Unstable relationships
My new (and renewed) relationships generally follow a pattern, which is a lot like falling in love with a song.
Originally published on my Instagram page on 19 June 2024
Note: the usage of the word ‘relationships’ refers to all relationships including family and friendships. Romantic relationships have been called out separately.
This post is to show you how this symptom manifests in people with BPD. Please do NOT use this information out of context to further stigmatize people with BPD.
This was the symptom that really stood out to me. I had had so many failed relationships with lovers, friends and family.
The two years following my divorce, I was convinced that I was a monster. My reasoning was that in all of the failed relationships, there was only one common factor: Me.
I was diagnosed two years later and therapy helped me identify how my disorder affected my interactions and how to manage my thoughts, emotions, and impulses.
My new (and renewed) relationships generally follow a pattern, which is a lot like falling in love with a song.
I get attached quickly. The song hasn’t even ended and it’s already saved into my liked songs simply because something draws me to it.
I put everything into the relationship. Text them, hang out with them, pamper them. I listen to the song to death.
Two outcomes could follow:
The friendship plateaus, and I keep in touch once in a while. The song is no longer on repeat or at the top, but I listen to it when shuffle is on.
The friendship gets ruined and we part ways. Something about the song gets to me and I just cannot listen to it anymore, so it gets removed from my liked songs.
Emotional dysregulation and fear of abandonment largely contribute to ruining relationships, especially if the disorder is left untreated. It can lead to
Requiring constant validation
Contacting them too frequently
Reading silence as anger or resentment
Being passive-aggressive instead of direct
Leaving the relationship before they can
Guilt-tripping them if they try to leave
This leads to people getting scared and ending the relationship. These behaviours are desperate measures to calm the intense emotion or fear and is a lot for another person to deal with.
Another contributor to the wavering nature of relationships in BPD is that the disorder makes us vulnerable to abuse.
The fear of abandonment, anxiety, depression, self-harm, and even just the mere diagnosis of a mental illness can become fodder for manipulation.
“Why are you such an attention seeker?”
“It’s all in your head!”
“Do you know what all I’ve put up with?”
“You’re crazy!”
A tell-tale sign of things being unequal is when you are doing everything by the book of recovery and things are still tumultuous.
When I began to significantly recover from BPD, the relationships that were toxic began to struggle and eventually came to an end.
It is important to note that not all relationships that don’t work out are a product of the disorder or abuse. Sometimes, things just don’t work out. Communication styles don’t match or life just gets in the way.
There are a couple of syndromes that intersect with BPD and impact relationships.
The Favourite Person Syndrome is having one person at any given point in time that is treated and understood differently from the rest. They are idolized and their validation trumps all. I feel the urge to contact them all the time. They are always on my mind. Just there, in sight, while the rest of cognition carries on. The relationship is inherently unequal through no fault of either party, and has the tendency to become detrimental to both parties’ lives.

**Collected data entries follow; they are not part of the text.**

PR #128, opened 2016-03-22
Handling big numbers for ports

javo05:
Whe you use docker or just a different port
(not default), port numbers are int32 numbers.
This change just modify uint16 by uint32 in
ConnConfig.Port struct


josephglanville:
I'm fairly certain 65535 is the max port number, which makes it a uint16.
What port number are you trying to use that isn't uint16 but also works?

jackc:
AFAIK @josephglanville is correct, port numbers max out at 65535. Can you give an example of what you are trying to do that doesn't work?

c2h5oh:
`uint16` is correct in this case: both TCP headers have 16-bit port numbers https://www.ietf.org/rfc/rfc793.txt

While technically it is possible to have a higher port count - it's up to transport layer - none of the transports supported by PostgreSQL does that.

PR #133, opened 2016-03-25
Enable decoding to a *interface

robarchibald:
I'm creating a library that provides the ability for any database library to query directly to a json string or a struct.  In order for this to work though I need the ability to Scan into an array of interface{} values.  Pgx only allows scanning into "core types and the Scanner interface", so I created this simple patch to enable decoding to an interface.  Since the case statement is all of the types Postgres supports, I don't know if you'd want this in a separate function like DecodeToInterface, but I just left it inline for simplicity.  Also, I couldn't find a decode for uuid.  Does pgx not handle the uuid type?

### DIFF
--- a/values.go
+++ b/values.go
@@ -767,6 +767,65 @@ func Decode(vr *ValueReader, d interface{}) error {
 		*v = decodeInet(vr)
 	case *[]net.IPNet:
 		*v = decodeInetArray(vr)
+	case *interface{}:
+		switch vr.Type().DataType {
+		case BoolArrayOid:
+			*v = decodeBoolArray(vr)
+		case BoolOid:
+			*v = decodeBool(vr)
+		case ByteaOid:
+			*v = decodeBytea(vr)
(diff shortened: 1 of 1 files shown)


josephglanville:
pgx decodes UUID into either `string` or `[]byte`, whatever you prefer. As Go doesn't have a UUID type in the stdlib this is the most portable approach.

jackc:
By chance would `func (rows *Rows) Values() ([]interface{}, error)` already do what you want?

For uuid, as @josephglanville said, Go does not have a uuid type in stdlib. You can read it to `string` or `[]byte`. However, it does support database/sql custom types (as well as its own), so you could use https://github.com/satori/go.uuid if you wanted a library.

robarchibald:
Thanks to both @josephglanville and @jackc  for your replies.  I took a look at the Values() method and that can work for me.  Thanks for the help.  Always good to get something to work without extra code.

PR #141, opened 2016-05-10
Lazy load the inet constants

j16r:
This is a small change to the connection routine to lazy load the inet
constants to optimize the connection time slightly.

### DIFF
--- a/conn.go
+++ b/conn.go
@@ -63,8 +63,8 @@ type Conn struct {
 	logLevel           int
 	mr                 msgReader
 	fp                 *fastpath
-	pgsql_af_inet      byte
-	pgsql_af_inet6     byte
+	pgsql_af_inet      *byte
+	pgsql_af_inet6     *byte
 	busy               bool
 	poolResetCount     int
 	preallocatedRows   []Rows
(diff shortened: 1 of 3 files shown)


j16r:
This breaks a lot, might need a rethink.

jackc:
If we want to do this I think the proper place would be in Prepare. It would have to check the argument types and returned column types and see if a inet or cidr was among them, if so it could do the load. That said, I wonder if the connection time improvement is worth the additional complexity.

j16r:
Trying something new in most recent commit - thoughts?

I agree the prepare idea seems to add a little bit of complexity, so I think this design is a little simpler.

jackc:
What happens if the connection is not established through a ConnPool?

j16r:
If you choose not to use a connection pool, you get the old behavior - it loads the values each time.

jackc:
That makes sense, somehow I missed that when I looked at the code the first time. I agree we might want to tweak the interface for the shared objects at some point in the future, but it doesn't expose any public interface, so it can easily be changed when and if necessary.

I did make a couple of changes. First, sharing the PgTypes map between connections potentially allows a race condition, because that map is writable on a per connection basis (not that it is a good idea when using a connection pool -- but it is exposed). So instead of sharing the map it is copied to each connection.

I did the same for for the inet constants even though they aren't publicly exposed -- it just felt cleaner not to share memory between connections.

Thanks!

PR #211, opened 2015-08-18
[BUGFIX] rds_instance with VPC db_subnet

Remz-Jay:
Trying to create an `rds_instance` with the `db_subnet` parameter failed with:
```
Error: Could not set 'present' on ensure: unexpected value at params[:subnet_group_name]
```
The AWS CLI manual for `rds create-db-instance` specifies the parameter as `[--db-subnet-group-name <value>]`.

Updating the parameter to the correct name fixes the error and results in
correct creation of an RDS instance within the VPC subnet group.


garethr:
@Remz-Jay thanks for looking at this. I already have a fix up for this in https://github.com/puppetlabs/puppetlabs-aws/pull/201. That PR also contains a few other related fixes and acceptance tests so I'll close this in favour of that one. That should hopefully be merged shortly.

PR #212, opened 2015-08-19
Allow snapshot to be specified in block mappings

cpick:
This change makes it possible to attach volumes based on snapshots to new ec2
instances.


DavidS:
Hi Chris, this change looks good, but would clutter the git history in its current state. Please squash them together and repush here.

DavidS:
It would also be good to add a short note to the README describing the new property.

cpick:
Documented and squashed.  Should be good to go.

DavidS:
Thank you for your contribution!

PR #217, opened 2015-08-26
Filter subnet search based on AZ

withnale:
At our organisation we have our subnets with a common name across AZs (not interested in the pros and cons of this - it wasn't my decision!). However, it means that often puppet finds the wrong subnet.

Considering it's necessary to specify the AZ on ec2_instance creation, it's okay to filter the subnet search based on the AZ.


withnale:
Urgh.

Note: I will be covering this in greater detail in the future
And then, there’s Limerence, which I learned of only recently.
It’s like the Favourite Person but with the added ingredient of romance, most often unrequited. The person may not be interested. They may be unavailable but your feelings for them are relentless.
This can make it very hard for you to get over the person in their presence. But more importantly, should the object of limerence reciprocate your feelings, there is possibility of abuse.
I cannot attribute the failure of my relationships to either-or. But I know that this is an area of certain difficulty for me because of the BPD. So, I’m learning to
See the impact that the disorder has on my behaviour and find ways to regulate it
Identify red flags of manipulative or abusive behaviour
Assert myself, communicate clearly and resolve conflicts without escalation
If you are dealing with someone who displays the behaviours described in the earlier slides, get them professional help.